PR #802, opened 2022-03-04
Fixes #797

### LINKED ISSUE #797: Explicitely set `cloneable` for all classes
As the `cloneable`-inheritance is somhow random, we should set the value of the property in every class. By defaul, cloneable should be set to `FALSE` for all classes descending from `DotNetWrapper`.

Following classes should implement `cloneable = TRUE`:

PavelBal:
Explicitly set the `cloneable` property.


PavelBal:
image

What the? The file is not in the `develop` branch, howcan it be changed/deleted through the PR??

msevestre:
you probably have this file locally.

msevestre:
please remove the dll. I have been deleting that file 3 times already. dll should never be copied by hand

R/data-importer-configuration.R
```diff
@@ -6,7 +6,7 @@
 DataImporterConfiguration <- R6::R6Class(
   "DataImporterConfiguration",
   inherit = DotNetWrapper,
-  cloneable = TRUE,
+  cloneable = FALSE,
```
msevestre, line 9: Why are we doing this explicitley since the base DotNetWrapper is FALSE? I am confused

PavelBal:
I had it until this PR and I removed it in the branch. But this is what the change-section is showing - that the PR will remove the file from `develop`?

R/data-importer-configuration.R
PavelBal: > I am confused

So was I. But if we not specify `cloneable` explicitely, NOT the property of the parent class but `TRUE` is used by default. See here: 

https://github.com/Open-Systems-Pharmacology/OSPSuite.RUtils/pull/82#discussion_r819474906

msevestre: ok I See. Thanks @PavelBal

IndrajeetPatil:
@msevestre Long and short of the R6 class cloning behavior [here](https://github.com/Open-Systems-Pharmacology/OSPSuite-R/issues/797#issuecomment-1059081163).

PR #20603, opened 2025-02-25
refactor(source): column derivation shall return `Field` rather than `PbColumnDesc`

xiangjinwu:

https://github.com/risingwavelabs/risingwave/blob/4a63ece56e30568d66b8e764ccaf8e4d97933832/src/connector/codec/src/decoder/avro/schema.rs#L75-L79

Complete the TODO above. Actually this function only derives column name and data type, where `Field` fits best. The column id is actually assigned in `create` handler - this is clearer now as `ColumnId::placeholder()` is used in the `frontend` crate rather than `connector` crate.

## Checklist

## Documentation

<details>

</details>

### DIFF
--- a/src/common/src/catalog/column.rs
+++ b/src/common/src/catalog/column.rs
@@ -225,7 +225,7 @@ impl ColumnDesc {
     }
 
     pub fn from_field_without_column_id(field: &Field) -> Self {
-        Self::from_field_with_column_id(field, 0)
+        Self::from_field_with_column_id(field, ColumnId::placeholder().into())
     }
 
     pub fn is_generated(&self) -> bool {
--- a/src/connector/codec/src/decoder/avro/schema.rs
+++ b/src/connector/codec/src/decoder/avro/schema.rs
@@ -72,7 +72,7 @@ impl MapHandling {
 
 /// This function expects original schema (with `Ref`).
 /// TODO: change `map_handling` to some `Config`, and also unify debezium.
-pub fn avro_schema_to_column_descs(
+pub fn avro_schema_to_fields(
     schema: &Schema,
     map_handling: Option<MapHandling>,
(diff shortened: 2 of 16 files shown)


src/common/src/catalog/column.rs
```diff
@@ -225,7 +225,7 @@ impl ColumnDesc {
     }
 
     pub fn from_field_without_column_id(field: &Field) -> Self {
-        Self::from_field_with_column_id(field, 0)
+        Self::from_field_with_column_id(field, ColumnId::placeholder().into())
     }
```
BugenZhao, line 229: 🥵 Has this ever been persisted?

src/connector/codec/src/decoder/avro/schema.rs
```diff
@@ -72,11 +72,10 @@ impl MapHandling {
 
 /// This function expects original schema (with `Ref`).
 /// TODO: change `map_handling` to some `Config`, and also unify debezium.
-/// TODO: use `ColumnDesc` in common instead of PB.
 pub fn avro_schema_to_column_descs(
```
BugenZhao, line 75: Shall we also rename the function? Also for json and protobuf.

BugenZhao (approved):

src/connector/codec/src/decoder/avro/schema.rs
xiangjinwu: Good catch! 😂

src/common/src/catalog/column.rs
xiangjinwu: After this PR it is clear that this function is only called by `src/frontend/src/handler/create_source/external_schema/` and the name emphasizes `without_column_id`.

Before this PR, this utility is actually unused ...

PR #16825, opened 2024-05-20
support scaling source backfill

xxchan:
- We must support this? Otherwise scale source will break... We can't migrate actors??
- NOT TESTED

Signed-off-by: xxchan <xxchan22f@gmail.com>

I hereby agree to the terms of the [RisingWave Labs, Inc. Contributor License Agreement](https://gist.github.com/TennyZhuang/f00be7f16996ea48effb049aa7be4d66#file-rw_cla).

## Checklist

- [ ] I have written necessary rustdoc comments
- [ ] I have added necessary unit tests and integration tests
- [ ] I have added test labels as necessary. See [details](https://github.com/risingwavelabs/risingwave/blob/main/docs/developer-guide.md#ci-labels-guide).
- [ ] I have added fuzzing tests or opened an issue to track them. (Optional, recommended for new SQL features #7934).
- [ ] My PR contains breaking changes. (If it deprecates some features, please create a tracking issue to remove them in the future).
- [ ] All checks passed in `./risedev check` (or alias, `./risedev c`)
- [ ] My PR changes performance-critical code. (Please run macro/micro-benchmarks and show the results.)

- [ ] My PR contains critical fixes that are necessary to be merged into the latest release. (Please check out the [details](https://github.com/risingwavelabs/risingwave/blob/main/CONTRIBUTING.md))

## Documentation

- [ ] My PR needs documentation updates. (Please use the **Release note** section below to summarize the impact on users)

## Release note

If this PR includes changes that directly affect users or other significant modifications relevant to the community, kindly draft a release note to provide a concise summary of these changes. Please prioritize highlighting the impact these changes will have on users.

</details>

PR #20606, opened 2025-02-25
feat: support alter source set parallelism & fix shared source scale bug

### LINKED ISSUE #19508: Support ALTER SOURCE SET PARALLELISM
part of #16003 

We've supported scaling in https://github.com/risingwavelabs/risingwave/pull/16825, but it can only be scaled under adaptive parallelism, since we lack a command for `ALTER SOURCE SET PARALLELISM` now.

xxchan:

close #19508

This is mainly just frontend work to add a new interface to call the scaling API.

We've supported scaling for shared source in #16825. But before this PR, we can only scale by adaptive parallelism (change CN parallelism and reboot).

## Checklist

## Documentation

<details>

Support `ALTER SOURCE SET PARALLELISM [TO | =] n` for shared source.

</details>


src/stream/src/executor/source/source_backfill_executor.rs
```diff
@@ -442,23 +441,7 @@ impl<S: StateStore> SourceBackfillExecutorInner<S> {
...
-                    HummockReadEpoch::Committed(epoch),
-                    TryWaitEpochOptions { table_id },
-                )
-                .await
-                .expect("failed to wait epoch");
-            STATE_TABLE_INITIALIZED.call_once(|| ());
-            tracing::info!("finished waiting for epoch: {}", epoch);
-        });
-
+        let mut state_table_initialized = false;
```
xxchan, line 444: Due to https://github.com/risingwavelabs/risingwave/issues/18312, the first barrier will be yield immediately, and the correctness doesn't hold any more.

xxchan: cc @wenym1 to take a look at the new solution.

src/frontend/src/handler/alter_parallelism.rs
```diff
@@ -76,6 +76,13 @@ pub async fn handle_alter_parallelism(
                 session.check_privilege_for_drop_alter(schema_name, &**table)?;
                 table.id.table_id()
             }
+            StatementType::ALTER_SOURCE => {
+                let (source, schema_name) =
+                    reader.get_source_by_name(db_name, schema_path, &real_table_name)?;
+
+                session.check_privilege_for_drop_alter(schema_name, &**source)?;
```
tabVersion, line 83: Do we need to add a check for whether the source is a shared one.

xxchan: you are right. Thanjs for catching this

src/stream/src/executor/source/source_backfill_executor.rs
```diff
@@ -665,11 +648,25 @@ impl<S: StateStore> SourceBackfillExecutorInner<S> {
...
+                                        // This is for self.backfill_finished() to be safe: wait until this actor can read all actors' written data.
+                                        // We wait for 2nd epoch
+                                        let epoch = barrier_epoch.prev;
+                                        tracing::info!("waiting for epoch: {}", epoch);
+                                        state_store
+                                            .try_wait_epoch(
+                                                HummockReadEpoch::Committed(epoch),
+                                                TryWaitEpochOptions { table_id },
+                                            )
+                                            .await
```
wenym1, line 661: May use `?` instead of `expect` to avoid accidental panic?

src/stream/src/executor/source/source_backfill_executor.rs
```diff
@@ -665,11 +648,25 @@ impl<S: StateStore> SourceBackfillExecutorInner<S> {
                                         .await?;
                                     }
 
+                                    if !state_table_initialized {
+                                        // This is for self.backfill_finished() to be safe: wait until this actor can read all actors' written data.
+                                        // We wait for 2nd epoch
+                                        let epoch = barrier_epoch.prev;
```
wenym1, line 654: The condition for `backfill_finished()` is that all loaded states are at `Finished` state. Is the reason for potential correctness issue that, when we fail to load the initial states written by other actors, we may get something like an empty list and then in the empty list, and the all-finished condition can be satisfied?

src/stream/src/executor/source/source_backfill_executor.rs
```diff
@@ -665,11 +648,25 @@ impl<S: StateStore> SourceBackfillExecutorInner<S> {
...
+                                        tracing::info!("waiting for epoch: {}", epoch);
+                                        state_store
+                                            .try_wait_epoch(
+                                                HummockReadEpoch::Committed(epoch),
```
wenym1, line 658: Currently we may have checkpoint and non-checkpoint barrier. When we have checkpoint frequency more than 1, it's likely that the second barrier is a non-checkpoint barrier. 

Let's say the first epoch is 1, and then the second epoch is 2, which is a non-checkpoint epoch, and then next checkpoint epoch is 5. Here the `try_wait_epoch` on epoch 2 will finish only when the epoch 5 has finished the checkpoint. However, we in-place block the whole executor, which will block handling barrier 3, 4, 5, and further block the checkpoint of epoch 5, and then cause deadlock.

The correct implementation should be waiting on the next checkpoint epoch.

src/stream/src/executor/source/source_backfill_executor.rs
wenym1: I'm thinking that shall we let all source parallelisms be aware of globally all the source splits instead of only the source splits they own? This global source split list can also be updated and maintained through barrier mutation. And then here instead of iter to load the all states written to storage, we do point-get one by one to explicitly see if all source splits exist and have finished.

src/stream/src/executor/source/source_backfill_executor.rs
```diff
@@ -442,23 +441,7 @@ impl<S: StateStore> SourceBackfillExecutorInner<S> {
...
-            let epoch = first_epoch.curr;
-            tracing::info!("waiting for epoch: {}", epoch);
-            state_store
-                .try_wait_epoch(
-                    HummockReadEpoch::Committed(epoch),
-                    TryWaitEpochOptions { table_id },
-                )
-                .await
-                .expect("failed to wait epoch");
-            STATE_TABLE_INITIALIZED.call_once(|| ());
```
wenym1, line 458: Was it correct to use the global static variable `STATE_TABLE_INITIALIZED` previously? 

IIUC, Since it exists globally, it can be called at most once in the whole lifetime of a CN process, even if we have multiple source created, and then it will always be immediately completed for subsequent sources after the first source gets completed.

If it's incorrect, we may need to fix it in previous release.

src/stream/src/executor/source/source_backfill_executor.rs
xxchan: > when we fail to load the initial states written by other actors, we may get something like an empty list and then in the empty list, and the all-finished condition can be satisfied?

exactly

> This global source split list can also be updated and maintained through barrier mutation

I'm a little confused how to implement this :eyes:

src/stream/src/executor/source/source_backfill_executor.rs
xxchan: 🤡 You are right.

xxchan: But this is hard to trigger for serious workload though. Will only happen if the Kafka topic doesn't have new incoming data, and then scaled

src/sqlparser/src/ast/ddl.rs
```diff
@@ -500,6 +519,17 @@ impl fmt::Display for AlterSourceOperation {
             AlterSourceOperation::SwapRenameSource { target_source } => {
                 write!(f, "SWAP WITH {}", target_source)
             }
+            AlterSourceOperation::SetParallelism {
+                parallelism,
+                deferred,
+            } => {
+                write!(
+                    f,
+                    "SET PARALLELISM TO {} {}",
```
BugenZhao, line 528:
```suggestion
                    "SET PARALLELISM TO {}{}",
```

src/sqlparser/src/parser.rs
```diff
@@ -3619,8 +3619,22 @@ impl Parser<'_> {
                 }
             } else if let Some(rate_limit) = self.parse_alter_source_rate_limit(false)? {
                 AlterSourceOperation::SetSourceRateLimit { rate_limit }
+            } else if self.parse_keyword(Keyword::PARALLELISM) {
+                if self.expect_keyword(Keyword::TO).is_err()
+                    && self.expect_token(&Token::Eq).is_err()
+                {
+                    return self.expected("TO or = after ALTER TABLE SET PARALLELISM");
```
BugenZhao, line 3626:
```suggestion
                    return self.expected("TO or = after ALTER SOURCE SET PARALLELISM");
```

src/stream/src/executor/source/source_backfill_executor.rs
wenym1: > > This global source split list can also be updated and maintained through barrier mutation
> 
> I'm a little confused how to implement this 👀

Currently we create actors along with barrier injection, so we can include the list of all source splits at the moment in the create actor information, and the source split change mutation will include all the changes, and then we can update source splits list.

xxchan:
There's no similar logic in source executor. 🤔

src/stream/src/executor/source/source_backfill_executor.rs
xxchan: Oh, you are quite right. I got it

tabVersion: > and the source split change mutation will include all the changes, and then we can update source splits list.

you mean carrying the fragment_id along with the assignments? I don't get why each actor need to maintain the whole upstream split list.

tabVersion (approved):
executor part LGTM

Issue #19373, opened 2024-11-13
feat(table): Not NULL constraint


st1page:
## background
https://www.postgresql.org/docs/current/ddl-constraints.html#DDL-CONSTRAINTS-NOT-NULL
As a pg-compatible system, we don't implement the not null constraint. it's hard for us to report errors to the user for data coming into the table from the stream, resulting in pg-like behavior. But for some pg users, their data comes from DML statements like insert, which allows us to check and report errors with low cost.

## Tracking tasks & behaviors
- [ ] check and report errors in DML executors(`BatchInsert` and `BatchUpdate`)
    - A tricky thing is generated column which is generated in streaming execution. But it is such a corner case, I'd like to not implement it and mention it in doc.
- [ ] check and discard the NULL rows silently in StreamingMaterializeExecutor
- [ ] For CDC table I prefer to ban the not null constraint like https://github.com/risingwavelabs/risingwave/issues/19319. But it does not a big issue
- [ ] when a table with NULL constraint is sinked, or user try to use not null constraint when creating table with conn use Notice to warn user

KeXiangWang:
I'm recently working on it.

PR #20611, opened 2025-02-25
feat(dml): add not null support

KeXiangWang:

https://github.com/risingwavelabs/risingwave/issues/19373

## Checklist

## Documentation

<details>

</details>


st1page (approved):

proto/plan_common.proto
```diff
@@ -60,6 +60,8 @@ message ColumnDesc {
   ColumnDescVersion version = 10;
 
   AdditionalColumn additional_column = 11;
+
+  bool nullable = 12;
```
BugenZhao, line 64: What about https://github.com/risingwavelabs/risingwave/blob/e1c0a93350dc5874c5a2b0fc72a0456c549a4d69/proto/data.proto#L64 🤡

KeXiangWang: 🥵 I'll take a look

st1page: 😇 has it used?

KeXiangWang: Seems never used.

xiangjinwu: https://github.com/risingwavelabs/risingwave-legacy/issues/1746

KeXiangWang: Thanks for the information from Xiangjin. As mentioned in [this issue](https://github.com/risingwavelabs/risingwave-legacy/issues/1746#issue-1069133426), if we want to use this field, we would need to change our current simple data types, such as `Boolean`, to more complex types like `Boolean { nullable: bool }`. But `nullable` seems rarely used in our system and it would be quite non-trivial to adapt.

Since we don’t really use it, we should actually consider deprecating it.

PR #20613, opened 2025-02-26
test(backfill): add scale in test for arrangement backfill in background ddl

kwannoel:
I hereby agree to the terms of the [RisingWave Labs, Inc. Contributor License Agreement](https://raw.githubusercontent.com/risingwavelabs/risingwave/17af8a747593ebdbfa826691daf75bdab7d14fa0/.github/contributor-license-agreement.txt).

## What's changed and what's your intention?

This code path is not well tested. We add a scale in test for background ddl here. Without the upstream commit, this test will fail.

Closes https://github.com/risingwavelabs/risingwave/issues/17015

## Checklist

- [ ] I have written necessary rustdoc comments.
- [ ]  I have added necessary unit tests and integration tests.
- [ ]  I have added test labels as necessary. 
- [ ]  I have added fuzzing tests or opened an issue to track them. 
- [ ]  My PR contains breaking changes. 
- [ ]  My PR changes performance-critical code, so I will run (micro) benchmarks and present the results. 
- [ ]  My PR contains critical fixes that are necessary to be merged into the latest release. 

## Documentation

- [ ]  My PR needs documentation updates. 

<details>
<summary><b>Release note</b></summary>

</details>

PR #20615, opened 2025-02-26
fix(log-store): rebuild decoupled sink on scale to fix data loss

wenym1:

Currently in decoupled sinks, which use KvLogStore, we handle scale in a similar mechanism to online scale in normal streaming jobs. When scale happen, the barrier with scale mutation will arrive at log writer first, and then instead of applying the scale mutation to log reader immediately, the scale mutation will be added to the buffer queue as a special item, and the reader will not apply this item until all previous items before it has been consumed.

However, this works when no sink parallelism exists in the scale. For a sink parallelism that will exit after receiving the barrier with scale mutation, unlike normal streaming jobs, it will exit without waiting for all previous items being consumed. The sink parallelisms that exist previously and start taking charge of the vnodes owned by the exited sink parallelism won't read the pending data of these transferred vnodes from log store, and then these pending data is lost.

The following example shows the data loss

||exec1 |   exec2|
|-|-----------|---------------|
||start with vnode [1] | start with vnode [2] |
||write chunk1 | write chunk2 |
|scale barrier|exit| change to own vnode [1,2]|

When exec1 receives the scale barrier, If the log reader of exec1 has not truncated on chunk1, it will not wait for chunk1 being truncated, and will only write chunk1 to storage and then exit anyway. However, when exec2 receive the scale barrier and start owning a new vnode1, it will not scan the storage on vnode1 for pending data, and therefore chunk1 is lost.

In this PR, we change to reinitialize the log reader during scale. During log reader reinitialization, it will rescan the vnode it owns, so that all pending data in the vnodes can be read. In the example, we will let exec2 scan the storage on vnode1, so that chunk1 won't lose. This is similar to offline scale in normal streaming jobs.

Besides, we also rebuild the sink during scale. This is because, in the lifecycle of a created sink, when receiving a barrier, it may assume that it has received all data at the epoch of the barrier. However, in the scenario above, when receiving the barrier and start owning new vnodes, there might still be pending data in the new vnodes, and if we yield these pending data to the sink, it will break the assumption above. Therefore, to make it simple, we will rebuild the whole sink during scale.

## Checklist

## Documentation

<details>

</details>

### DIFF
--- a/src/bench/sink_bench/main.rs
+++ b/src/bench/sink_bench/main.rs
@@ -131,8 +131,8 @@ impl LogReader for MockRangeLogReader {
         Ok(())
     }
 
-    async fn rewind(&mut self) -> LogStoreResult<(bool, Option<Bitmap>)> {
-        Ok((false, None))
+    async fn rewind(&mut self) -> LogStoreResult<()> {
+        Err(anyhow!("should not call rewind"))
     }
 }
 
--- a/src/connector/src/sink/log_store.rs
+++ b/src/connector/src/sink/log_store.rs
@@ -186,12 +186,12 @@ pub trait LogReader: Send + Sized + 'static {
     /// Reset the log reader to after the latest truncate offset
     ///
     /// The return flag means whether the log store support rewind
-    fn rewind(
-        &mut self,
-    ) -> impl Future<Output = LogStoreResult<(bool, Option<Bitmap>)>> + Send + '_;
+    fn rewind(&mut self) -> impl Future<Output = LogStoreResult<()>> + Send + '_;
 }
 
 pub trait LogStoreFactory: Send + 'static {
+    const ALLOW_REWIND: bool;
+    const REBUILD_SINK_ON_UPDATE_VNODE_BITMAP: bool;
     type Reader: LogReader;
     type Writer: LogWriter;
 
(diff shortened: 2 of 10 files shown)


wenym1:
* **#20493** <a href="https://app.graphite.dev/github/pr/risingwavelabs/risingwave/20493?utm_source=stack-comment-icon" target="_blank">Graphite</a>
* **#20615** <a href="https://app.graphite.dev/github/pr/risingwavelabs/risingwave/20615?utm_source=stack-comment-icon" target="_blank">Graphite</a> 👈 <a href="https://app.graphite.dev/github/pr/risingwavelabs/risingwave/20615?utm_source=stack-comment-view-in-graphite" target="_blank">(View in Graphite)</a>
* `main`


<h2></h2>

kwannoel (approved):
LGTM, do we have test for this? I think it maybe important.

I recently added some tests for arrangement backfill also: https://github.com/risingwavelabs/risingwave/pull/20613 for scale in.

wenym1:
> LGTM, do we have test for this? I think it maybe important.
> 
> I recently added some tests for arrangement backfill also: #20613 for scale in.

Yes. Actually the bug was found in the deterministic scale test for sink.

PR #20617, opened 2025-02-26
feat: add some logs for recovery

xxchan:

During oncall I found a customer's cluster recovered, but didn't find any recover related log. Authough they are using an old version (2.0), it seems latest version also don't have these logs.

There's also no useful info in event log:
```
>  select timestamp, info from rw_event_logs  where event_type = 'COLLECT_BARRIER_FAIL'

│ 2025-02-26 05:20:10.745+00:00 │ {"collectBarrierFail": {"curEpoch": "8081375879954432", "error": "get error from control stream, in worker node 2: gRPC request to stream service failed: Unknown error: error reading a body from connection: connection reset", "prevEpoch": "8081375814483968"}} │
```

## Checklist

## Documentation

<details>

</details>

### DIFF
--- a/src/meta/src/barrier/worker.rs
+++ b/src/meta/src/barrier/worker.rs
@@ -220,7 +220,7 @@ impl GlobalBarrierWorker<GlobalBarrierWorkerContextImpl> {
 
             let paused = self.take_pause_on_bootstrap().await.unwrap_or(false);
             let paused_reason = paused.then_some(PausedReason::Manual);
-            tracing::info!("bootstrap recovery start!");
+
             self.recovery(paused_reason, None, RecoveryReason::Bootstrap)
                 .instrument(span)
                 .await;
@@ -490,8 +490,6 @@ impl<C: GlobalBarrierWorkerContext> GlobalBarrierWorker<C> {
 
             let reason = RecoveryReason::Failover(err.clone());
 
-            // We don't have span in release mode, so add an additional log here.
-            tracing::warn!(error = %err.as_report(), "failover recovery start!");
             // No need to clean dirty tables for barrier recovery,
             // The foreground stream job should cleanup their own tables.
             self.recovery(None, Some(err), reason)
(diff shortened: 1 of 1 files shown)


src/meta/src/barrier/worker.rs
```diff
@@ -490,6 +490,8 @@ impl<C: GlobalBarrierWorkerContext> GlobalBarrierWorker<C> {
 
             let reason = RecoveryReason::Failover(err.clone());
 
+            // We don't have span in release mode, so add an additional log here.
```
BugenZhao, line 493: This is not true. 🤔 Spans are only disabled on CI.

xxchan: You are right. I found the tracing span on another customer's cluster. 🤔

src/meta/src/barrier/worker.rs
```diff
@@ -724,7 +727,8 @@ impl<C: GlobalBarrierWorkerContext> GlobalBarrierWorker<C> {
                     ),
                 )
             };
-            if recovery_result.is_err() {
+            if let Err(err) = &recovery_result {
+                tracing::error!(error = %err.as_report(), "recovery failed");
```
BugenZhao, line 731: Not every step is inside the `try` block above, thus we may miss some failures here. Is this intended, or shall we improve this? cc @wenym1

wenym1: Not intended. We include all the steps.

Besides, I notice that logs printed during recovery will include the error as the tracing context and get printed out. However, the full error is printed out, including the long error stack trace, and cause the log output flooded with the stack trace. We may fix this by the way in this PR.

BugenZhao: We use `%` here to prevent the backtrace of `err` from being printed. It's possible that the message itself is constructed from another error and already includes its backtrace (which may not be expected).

********

◆ **PROBLEM DESCRIPTION**
Transcribe only, please, the lines from the first line of the records through the line with "please remove the". Both of those lines are included.

◆ **SOLUTION BELOW**
PR #802, opened 2022-03-04
Fixes #797

### LINKED ISSUE #797: Explicitely set `cloneable` for all classes
As the `cloneable`-inheritance is somhow random, we should set the value of the property in every class. By defaul, cloneable should be set to `FALSE` for all classes descending from `DotNetWrapper`.

Following classes should implement `cloneable = TRUE`:

PavelBal:
Explicitly set the `cloneable` property.


PavelBal:
image

What the? The file is not in the `develop` branch, howcan it be changed/deleted through the PR??

msevestre:
you probably have this file locally.

msevestre:
please remove the dll. I have been deleting that file 3 times already. dll should never be copied by hand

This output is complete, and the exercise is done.